00:00 (upbeat music)
00:02 When I was a kid, how did I become an artist?
00:07 There wasn't an option.
00:08 Because my mother was a professional artist,
00:11 it was kind of a given that she would facilitate
00:15 my abilities and nurture them as much as she could.
00:19 If I had tried to be a lawyer, she would have disowned me.
00:23 So it's just natural.
00:25 I'm not happy unless I'm creating something.
00:28 My name is Nick Mills.
00:30 I'm from New York originally,
00:32 and I am an artist of many different media.
00:36 Now it's portrait photography.
00:38 I was accepted at the prestigious Cooper Union
00:43 School of Art, and then summarily expelled two years later.
00:48 Immediately hit the streets of New York
00:51 selling airbrush design t-shirts,
00:53 which ended up in the Metropolitan Museum of Art, luckily.
00:57 I painted the murals at Indochine, New York,
00:59 which is one of the hot restaurants of the city.
01:02 So I always seemed to fall into these lucky breaks.
01:06 I always had an idea of what to do,
01:08 and I would just try it and do it.
01:10 And somehow I always got lucky that it worked.

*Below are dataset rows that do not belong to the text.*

PR #1175, opened 2020-12-31
Tweak spelling of username on user page

### LINKED ISSUE #575: User Page Minor Detail
Nothing major, no big bug or error to be fixed. I just noticed that if a user's name ends with an "S", the homebrew page adds an *'s* to the end of it, where the grammatically correct version would be just using an apostrophe.

It's a small detail, but a check for usernames ending in "S" and the exclusion of a single character based on that would make a big difference aesthetically for the site.

### Additional Details

My username for one of my accounts is *blackmagikarper-commissions*, and in the homebrews page it is printed as **blackmagikarper-commissions's brews**.

AlexeySachkov:
Fixes #575

### DIFF
--- a/client/homebrew/pages/userPage/userPage.jsx
+++ b/client/homebrew/pages/userPage/userPage.jsx
@@ -26,6 +26,11 @@ const UserPage = createClass({
 			brews    : []
 		};
 	},
+	getUsernameWithS : function() {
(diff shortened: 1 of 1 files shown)


calculuschild:
This looks good. Thanks!

Issue #620, opened 2018-02-16
Table decoration split between columns


NoelMock:
I am trying to align my class table on the second column, but no matter what I do, it will not shift at all. The top of the table prints on the bottom of the left column, while the rest prints on the right column.

### Additional Details

**http://homebrewery.naturalcrit.com/share/H1Wazfkcef** :

or

**Brew code to reproduce** : <details><summary>Click to expand</summary><code><pre>

PASTE BREW CODE HERE

</pre></code></details>

DoctorDan1986:
Use a column break to force it into the next column (under editor), and it's best not to post the edit link. Use the share link next time.

NoelMock:
Thanks. I tried using the column break, but then it created a whole empty column and pushed the table and text off the page.  (Because the text in column 1 goes all the way to the bottom.

granack:
yeah, table decoration doesn't go to the next column. it's annoying, and I'm not sure if it's a homebrewery issue or css in general. To fix it, you need something to render, like a non-breaking space, at the top of the page, so between the column break and the table `<div>`. Adjust the `<div>` margin to bring it up a bit since the extra bit will push it down.
Basically, do this:

    ```
    ```
    &nbsp;
    <div class='classTable' style="margin-top: 0px">

for reference, the default margin is somewhere around 25px.
I use lots of `&nbsp;` and margin adjustments to get my stuff working just right.

NoelMock:
Thanks! It at least prints okay now... :)

ericscheid:
Recreating from the source of the shared brew I see a different but related problem (the table is put into column-2 by virtue of column-1 being full).

![image](https://user-images.githubusercontent.com/2605467/99152893-cc85d580-26f8-11eb-8689-4653ad3ef6e0.png)

> I am trying to align my class table on the second column, but no matter what I do, it will not shift at all. The top of the table prints on the bottom of the left column, while the rest prints on the right column.

Was there a recent change that attempted to fix this .. because it looks like it did, but created a new problem.

----

I have also seen in the past where a blockquote note is at the bottom of column 1, but the overhanging bottom border is at the top of column 2. Attempting to recreate (using `<div style="margin-top:1px"></div>` to nudge it downwards .. and I see the overhang border disappear, but no longer re-appears at top of column 2.

Gazook89:
This was fixed with #1179 at the beginning of the year.  closing.

calculuschild:
[...]

Issue #610, opened 2018-01-25
Shadow not wrapping correctly


Smashman:
It appears that when column wrapping, the top of a wrapped stat block's shadow can be seen at the bottom of the first column.

Thanks.

### Additional Details

**Share Link** : http://homebrewery.naturalcrit.com/share/rko55LzHz

Smashman:
Might I suggest using flexbox and flex-wrap, rather than the coumn?

AlexeySachkov:
@naturalcrit/issue-managers, I suggest that we close this one, because we have applied a workaround in #1179

PR #1179, opened 2021-01-04
Fix for box-shadow/border-image issues on blockquotes in new columns

G-Ambatte:
As per issue reported on Reddit [here](https://redd.it/kpcbw6), with the fix found by /u/alexey152.

I was able to replicate the issue in Chrome and Edge, but not Firefox.  
I have confirmed that this change fixes the issue in both Chrome and Edge.

### DIFF
--- a/client/homebrew/phbStyle/phb.style.less
+++ b/client/homebrew/phbStyle/phb.style.less
@@ -189,6 +189,7 @@ body {
 		border-image        : @noteBorderImage 11;
 		border-image-outset : 9px 0px;
 		box-shadow          : 1px 4px 14px #888;
+		transform           : translateZ(0);
 		p, ul{
 			font-size   : 0.352cm;
 			line-height : 1.1em;
--- a/client/homebrew/phbStyle/phb.style.less
+++ b/client/homebrew/phbStyle/phb.style.less
@@ -189,7 +189,7 @@ body {
 		border-image        : @noteBorderImage 11;
 		border-image-outset : 9px 0px;
 		box-shadow          : 1px 4px 14px #888;
-		transform           : translateZ(0);
+		-webkit-transform           : translateZ(0);
 		p, ul{
 			font-size   : 0.352cm;
 			line-height : 1.1em;
--- a/client/homebrew/phbStyle/phb.style.less
+++ b/client/homebrew/phbStyle/phb.style.less
@@ -189,7 +189,7 @@ body {
 		border-image        : @noteBorderImage 11;
 		border-image-outset : 9px 0px;
 		box-shadow          : 1px 4px 14px #888;
-		-webkit-transform           : translateZ(0);
+		-webkit-transform   : translateZ(0); //Prevents shadows from breaking across columns
 		p, ul{
 			font-size   : 0.352cm;
 			line-height : 1.1em;


calculuschild:
Wow, weird solution... Can you verify if this shifts the elements around on the page at all? If not, we can apply this fix, but if it shifts boxes around it might ruin some old brews, and in that case we can save this for the new renderer.

G-Ambatte:
Doesn't look like it shifts the elements at all - here's some screengrabs:

[Before](https://i.imgur.com/unmHP47.png) || [After](https://imgur.com/eM8rq1R)  
[Before](https://imgur.com/LK8FyCz) || [After](https://imgur.com/eSc6utm)

My testing so far has shown that `transform: rotateZ(360);` doesn't resolve the issue. [This](https://homebrewery.naturalcrit.com/share/1jumEkGO1ICHEu0rLSaZqwNvVhTe5495NlkoXck9lLS4P) is the share link to my reproduction of the issue.

calculuschild:
Huh. Well alright then. Doesn't look like it will be a breaking change based on your screenshots. @AlexeySachkov, @ericscheid , any concerns merging this?

ericscheid:
Looks good to me - the modded result only shifts the shadow to where it should be, it doesn't bump the position of the box being shadowed.

ericscheid (approved):

AlexeySachkov:
I found this solution in [this](https://stackoverflow.com/questions/17881923/box-shadow-trimmed-in-css-columns-in-chrome) stackoverflow question and I believe that this is a bug in Chrome and we should probably put a `TODO`/`FIXME` comment in the code to remove it once Chrome is fixed. [This](https://bugs.chromium.org/p/chromium/issues/detail?id=269061) seems to be a bug report in Chromium project

Gazook89:
I'm on phone so can't be sure, but this is also related to issue #610? In which another solution is offered (use flexbox, not columns) but imagine that would create many more issues. But if this PR goes through, that issue can be closed.

client/homebrew/phbStyle/phb.style.less
```diff
@@ -189,6 +189,7 @@ body {
 		border-image        : @noteBorderImage 11;
 		border-image-outset : 9px 0px;
 		box-shadow          : 1px 4px 14px #888;
+		transform           : translateZ(0);
```
Gazook89, line 192: [Per this comment on the stackoverflow solution,](https://stackoverflow.com/questions/17881923/box-shadow-trimmed-in-css-columns-in-chrome#comment103838351_55110789) perhaps better to prefix with -webkit- so as to only kick in for Chrome users?

AlexeySachkov: We have a "Render Warning", that says that Homebrewery is built & tested for Chrome mostly, so I would expect the majority of users to use it and therefore, it doesn't seem like a critical fix to have; but yes, we can apply this change, I have no objections

AlexeySachkov:
> I'm on phone so can't be sure, but this is also related to issue #610? 
> Edit : and #620 probably

Yeah, those seem to be duplicates. I suggest that we close them and refer to this PR

> In which another solution is offered (use flexbox, not columns) but imagine that would create many more issues. But if this PR goes through, that issue can be closed.

Using "flexbox" might be a solution for this issue, but I wouldn't consider it as a quick fix, because most likely it will cause some rendering changes that will affect existing brews. We can for sure explore this way to see if it is easier to manage for users, maintain for developers and whether it is more reliable or flexible, but it should probably be done as a separate activity and not in scope of a bugfix.

Gazook89:
Yeah, the first thing I think about with flexbox is how to replace column spanning/wide blocks.  

> Using "flexbox" might be a solution for this issue, but I wouldn't consider it as a quick fix, because most likely it will cause some rendering changes that will affect existing brews. We can for sure explore this way to see if it is easier to manage for users, maintain for developers and whether it is more reliable or flexible, but it should probably be done as a separate activity and not in scope of a bugfix.

client/homebrew/phbStyle/phb.style.less
calculuschild: @G-Ambatte, do you want to make this change and then we'll merge it?

AlexeySachkov (approved):

client/homebrew/phbStyle/phb.style.less
G-Ambatte: I've pushed the change to `-webkit-transform` now.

01:14 I never made money, but I never starved.
01:16 My mother did these beautiful Easter eggs.
01:21 So I built a little studio and I took my lamps,
01:26 my soft boxes, and I shot the eggs.
01:29 And I had a friend who's a cinematographer.
01:32 He's a cameraman.
01:33 He helped me to figure out how to do this high key lighting
01:36 to really make the eggs look beautiful.
01:39 And then I thought, you know,
01:40 I could put a person's head in this larger version
01:43 of the same setup.
01:45 And so I did.
01:46 I had some friends come over and I took their picture
01:48 and I thought, wow, this is really something.
01:52 I wanted to catalog and record the fashion statements
01:57 of the young people in Portland, Oregon, the hipster look.
02:01 And I had come from New York where there was the punk look.
02:04 And before that, when I was a little kid,
02:06 there were hippies and I watched these changes.
02:09 And then here's this hipster look.
02:10 And I thought I'm going to capture this.
02:12 So I built on the back of my pickup truck,
02:14 the photo studio, and I recorded the hipster look
02:17 by driving around into different neighborhoods,
02:20 parking and holding photo sessions.
02:23 That started in 2015 and I did it for one whole summer
02:27 and it was embraced right away.
02:28 I would shoot from six, seven o'clock
02:33 until two in the morning and it would feel like one hour.
02:36 And I thought, wow, if I'm in Portland.